----- INFORMATION GIVEN

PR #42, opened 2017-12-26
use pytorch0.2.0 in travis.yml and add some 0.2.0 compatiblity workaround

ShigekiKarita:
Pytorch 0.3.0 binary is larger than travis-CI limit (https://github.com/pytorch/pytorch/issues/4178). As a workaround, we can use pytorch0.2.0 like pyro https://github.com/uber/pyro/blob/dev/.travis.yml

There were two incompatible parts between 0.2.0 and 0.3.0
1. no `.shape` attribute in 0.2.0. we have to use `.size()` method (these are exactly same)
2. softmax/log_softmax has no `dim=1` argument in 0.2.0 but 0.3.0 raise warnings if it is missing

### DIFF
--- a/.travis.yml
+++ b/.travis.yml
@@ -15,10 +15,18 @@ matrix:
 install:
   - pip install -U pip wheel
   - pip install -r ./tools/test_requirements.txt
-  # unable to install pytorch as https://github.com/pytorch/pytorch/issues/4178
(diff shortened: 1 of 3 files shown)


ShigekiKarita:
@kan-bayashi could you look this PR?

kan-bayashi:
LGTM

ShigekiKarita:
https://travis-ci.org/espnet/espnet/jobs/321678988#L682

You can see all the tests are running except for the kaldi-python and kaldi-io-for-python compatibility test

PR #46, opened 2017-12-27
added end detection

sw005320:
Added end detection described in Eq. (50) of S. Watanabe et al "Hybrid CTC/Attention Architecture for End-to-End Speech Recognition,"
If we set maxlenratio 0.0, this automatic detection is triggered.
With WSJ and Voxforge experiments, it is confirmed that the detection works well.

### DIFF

----------
----- INFORMATION GIVEN

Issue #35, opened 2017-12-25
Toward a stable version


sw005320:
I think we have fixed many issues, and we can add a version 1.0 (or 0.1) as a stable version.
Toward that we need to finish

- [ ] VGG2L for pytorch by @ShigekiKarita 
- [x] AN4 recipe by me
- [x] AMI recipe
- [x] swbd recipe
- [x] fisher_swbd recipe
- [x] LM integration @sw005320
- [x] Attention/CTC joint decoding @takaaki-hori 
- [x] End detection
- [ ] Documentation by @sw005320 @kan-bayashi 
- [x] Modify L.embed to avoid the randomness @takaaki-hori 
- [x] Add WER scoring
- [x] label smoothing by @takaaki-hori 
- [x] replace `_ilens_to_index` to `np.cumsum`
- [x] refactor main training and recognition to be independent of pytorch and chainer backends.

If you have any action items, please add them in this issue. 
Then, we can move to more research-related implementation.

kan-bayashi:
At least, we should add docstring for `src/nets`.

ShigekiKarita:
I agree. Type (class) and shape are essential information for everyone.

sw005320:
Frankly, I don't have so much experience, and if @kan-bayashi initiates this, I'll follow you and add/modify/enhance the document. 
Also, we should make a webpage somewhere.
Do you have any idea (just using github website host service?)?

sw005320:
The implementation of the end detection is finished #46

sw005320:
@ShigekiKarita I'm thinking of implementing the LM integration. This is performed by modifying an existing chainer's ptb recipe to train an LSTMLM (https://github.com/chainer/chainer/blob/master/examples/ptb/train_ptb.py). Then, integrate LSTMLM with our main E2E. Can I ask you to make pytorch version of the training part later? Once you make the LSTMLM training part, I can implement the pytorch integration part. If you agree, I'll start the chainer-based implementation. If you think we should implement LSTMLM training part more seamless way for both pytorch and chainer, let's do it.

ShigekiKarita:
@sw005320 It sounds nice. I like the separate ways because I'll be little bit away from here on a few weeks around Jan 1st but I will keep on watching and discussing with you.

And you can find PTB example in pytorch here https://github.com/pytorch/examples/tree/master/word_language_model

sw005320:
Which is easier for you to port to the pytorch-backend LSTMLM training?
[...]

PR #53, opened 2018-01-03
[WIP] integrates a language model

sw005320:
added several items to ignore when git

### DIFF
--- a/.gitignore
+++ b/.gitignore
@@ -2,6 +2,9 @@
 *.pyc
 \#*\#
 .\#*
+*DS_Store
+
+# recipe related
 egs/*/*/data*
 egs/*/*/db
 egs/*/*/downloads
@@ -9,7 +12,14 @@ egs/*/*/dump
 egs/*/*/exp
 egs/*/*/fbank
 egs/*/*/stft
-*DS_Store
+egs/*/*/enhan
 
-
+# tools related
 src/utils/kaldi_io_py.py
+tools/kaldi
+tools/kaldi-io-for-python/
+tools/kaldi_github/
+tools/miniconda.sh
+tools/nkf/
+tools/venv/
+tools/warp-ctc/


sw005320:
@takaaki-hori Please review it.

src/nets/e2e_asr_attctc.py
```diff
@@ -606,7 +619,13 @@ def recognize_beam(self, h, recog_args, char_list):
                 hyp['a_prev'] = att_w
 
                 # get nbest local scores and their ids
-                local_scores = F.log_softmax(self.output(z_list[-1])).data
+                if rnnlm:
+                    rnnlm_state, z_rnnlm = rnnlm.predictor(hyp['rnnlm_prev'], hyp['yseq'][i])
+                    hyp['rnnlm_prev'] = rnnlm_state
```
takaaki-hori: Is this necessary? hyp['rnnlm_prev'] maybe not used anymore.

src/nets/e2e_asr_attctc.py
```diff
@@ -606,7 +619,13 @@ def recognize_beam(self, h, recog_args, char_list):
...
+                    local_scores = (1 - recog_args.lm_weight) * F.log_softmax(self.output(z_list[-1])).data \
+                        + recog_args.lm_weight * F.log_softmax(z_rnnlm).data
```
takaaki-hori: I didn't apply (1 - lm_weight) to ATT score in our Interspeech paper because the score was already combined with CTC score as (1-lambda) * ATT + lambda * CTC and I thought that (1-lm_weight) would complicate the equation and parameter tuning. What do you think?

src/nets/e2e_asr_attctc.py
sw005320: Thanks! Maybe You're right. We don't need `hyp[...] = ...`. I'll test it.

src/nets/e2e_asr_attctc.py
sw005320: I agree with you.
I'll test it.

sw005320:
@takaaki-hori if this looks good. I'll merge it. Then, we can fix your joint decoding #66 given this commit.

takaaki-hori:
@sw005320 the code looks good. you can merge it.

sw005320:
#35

----------

# [WORK TASK]
Within the records, filter for lines that contain the word "opened" and show each one.

# [ANSWER TO THIS TASK]
PR #42, opened 2017-12-26
PR #46, opened 2017-12-27
Issue #35, opened 2017-12-25
PR #53, opened 2018-01-03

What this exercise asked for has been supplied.